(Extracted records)
________________________________________

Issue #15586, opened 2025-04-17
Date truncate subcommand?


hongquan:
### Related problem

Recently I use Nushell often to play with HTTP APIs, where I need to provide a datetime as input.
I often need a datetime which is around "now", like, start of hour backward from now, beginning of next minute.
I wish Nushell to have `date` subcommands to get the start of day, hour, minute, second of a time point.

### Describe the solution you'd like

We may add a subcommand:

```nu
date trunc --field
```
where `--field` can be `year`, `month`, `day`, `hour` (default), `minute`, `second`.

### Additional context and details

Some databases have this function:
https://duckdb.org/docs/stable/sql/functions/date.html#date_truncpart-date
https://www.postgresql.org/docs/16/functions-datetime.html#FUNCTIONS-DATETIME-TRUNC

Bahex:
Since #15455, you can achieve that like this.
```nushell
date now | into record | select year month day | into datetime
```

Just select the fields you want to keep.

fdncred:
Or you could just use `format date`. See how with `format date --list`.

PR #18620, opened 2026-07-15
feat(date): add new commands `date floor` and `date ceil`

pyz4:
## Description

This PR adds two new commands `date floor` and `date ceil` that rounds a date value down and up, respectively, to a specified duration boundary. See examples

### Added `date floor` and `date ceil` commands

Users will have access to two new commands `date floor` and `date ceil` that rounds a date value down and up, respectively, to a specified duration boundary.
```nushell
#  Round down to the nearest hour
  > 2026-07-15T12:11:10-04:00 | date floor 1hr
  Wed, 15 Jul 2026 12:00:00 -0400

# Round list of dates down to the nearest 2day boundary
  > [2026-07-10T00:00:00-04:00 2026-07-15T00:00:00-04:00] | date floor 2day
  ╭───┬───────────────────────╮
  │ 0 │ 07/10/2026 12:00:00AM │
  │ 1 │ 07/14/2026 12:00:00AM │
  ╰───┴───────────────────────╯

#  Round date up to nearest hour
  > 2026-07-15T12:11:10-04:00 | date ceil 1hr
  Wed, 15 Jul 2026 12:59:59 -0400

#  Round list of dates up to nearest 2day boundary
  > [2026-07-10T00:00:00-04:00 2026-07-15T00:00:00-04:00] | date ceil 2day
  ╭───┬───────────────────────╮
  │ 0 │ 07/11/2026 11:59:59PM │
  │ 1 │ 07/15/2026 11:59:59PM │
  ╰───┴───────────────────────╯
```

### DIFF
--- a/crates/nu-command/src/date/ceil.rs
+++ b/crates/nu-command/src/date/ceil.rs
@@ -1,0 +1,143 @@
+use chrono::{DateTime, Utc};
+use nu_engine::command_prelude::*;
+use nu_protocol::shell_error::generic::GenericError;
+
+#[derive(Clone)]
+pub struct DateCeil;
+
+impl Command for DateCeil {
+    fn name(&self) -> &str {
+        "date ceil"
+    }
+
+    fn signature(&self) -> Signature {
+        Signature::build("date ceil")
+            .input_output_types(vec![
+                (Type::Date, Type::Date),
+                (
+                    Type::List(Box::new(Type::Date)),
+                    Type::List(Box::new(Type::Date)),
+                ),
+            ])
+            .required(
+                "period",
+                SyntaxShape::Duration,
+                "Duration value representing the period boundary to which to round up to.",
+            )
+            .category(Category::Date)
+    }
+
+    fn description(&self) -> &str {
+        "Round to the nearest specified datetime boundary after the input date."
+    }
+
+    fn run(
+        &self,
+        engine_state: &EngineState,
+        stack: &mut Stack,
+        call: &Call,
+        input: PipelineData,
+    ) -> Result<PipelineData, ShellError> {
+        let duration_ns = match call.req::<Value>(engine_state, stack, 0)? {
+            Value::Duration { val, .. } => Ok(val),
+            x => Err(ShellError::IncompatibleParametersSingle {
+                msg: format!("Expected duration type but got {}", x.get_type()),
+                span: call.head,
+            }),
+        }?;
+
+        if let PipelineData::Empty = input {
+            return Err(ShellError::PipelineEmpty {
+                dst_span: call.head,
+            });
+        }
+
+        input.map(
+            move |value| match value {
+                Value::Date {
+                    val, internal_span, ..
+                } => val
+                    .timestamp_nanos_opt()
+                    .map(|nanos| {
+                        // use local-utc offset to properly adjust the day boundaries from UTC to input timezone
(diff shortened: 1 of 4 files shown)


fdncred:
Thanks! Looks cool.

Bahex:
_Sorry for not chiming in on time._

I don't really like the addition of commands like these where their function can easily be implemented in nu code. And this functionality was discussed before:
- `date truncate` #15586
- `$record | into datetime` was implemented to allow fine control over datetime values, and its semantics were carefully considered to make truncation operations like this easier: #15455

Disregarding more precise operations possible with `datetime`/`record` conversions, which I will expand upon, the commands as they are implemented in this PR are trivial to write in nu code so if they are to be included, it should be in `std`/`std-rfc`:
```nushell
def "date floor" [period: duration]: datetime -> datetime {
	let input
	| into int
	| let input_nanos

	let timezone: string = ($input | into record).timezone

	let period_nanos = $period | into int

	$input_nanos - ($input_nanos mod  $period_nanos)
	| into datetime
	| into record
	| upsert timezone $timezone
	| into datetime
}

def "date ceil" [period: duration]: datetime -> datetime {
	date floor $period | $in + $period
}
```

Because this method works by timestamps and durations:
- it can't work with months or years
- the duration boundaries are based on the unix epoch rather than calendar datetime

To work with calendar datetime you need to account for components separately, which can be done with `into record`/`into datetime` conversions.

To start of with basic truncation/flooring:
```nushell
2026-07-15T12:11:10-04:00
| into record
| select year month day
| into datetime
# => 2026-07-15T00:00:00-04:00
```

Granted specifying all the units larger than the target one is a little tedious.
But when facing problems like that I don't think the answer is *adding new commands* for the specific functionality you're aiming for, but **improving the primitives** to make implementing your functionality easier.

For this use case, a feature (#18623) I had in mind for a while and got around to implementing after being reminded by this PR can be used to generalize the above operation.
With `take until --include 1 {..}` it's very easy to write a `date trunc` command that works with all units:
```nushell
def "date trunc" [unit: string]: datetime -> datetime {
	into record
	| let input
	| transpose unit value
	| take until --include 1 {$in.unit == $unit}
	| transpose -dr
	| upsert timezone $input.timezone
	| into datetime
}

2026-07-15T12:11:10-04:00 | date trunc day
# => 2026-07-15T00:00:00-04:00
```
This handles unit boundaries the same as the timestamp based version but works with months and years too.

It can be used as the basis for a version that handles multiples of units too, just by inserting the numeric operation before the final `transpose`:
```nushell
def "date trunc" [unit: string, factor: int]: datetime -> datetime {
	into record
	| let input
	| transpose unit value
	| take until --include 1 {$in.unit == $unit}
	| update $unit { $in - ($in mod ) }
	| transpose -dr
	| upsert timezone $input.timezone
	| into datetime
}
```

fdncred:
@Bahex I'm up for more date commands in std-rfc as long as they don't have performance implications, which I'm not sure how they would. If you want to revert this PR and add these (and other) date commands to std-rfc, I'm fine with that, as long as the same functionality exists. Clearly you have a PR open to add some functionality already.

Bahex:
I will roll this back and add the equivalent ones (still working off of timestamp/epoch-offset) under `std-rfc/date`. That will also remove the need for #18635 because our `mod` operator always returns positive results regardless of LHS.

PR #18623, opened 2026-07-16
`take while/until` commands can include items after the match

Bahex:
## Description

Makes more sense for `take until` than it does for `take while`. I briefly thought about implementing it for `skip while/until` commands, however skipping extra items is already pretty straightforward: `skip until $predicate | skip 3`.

________________________________________

▶ _AIM OF THE EXERCISE_: Which lines of the records above hold the word "nearest"? Copy each of them.

▶ _ANSWER_:
#  Round down to the nearest hour
# Round list of dates down to the nearest 2day boundary
#  Round date up to nearest hour
#  Round list of dates up to nearest 2day boundary
+        "Round to the nearest specified datetime boundary after the input date."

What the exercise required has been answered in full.